What to work on –
Whichever lines of the material contain "that", copy each of them.

Material shown –
━━━

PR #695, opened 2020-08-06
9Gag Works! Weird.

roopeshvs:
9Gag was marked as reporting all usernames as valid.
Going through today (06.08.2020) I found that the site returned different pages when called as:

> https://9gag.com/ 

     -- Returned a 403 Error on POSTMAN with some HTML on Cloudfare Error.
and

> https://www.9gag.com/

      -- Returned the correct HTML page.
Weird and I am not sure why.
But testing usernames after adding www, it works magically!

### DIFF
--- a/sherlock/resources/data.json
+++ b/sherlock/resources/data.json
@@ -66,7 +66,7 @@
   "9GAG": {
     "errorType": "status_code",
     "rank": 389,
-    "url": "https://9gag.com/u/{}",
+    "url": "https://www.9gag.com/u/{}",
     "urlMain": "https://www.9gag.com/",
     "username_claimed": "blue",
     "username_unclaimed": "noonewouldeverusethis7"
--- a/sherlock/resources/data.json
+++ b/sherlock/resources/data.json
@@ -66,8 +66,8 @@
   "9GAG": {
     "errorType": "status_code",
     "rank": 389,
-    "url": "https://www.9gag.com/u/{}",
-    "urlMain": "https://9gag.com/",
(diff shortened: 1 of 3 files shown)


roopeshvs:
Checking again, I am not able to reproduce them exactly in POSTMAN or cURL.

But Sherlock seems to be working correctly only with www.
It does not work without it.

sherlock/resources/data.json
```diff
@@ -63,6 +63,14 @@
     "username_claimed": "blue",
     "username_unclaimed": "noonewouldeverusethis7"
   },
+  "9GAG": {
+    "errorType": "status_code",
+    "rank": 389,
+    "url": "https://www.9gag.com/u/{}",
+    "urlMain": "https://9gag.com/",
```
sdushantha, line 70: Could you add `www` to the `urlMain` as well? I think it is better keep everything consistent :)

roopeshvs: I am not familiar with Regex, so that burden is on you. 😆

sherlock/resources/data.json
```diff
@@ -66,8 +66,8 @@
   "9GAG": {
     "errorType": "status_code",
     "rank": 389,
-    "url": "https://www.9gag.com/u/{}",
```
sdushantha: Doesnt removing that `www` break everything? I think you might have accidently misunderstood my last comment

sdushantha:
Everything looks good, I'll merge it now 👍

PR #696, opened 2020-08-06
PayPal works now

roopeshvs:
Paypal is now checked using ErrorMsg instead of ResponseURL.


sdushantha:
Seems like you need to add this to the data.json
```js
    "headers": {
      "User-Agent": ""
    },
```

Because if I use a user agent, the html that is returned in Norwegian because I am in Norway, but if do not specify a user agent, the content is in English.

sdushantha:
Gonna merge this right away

━━━

Answer space –
Going through today (06.08.2020) I found that the site returned different pages when called as:
roopeshvs: I am not familiar with Regex, so that burden is on you. 😆
sdushantha: Doesnt removing that `www` break everything? I think you might have accidently misunderstood my last comment
Because if I use a user agent, the html that is returned in Norwegian because I am in Norway, but if do not specify a user agent, the content is in English.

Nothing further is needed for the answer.